Major innovations are based on novel input devices, for example, the mouse and its role in revolutionizing the PC world. Some innovations are even over-looked, such as the touch screen, until it made quite a trendy return in the shape of the Apple iPhone. All such specialized devices will dwarf into remote handling applications in the cloud by a generalized device, that is, the camera phone. This paper shows that camera movement can be extracted from capture images by a limited block-matching based search. The CPU load is less than 20% and does not increase with image size.
TopIntroduction
Over the past years, the main ambition in telephony was to combine data, audio and video in a service called “triple play.” The idea is that the home will have a single point of entry for data, audio and video (or Internet, telephony and cable). This makes information a public utility in the same way as water, gas and electricity. From a historical review on the impact of such utilities on society, it can be easily concluded that the low-threshold access to information will shape the coming society (Carr, 2008).

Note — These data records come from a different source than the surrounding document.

PR #1208, opened 2025-02-27
Update finetune tests to decrease execution time

dsikka:
Summary
- Update such that we're using less data or fewer epochs
- Decreases finetune test time from 20 minutes to about 4


kylesayrs (approved):
If we run into hessian invertibility issues due to hardware differences, we can increase the dampening factor

horheynm (approved):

The audio/video center has become a focal part of the modern household. In such a typical consumer system, the ingredients are the command console, the information & computation servers and the reproduction devices such as speaker and display. Meanwhile the wireless telephone has become the subject of convergence of camera, music player and telephone into a single device, becoming an amusement center on its own (Pant, 2005). By virtue of its attractive support of mobility, this cordless has gradually replaced the wired telephone in the home, but the limited bandwidth of the radio-link has precluded a further merge with the audio/video center, which is therefore still handled by a separate remote control.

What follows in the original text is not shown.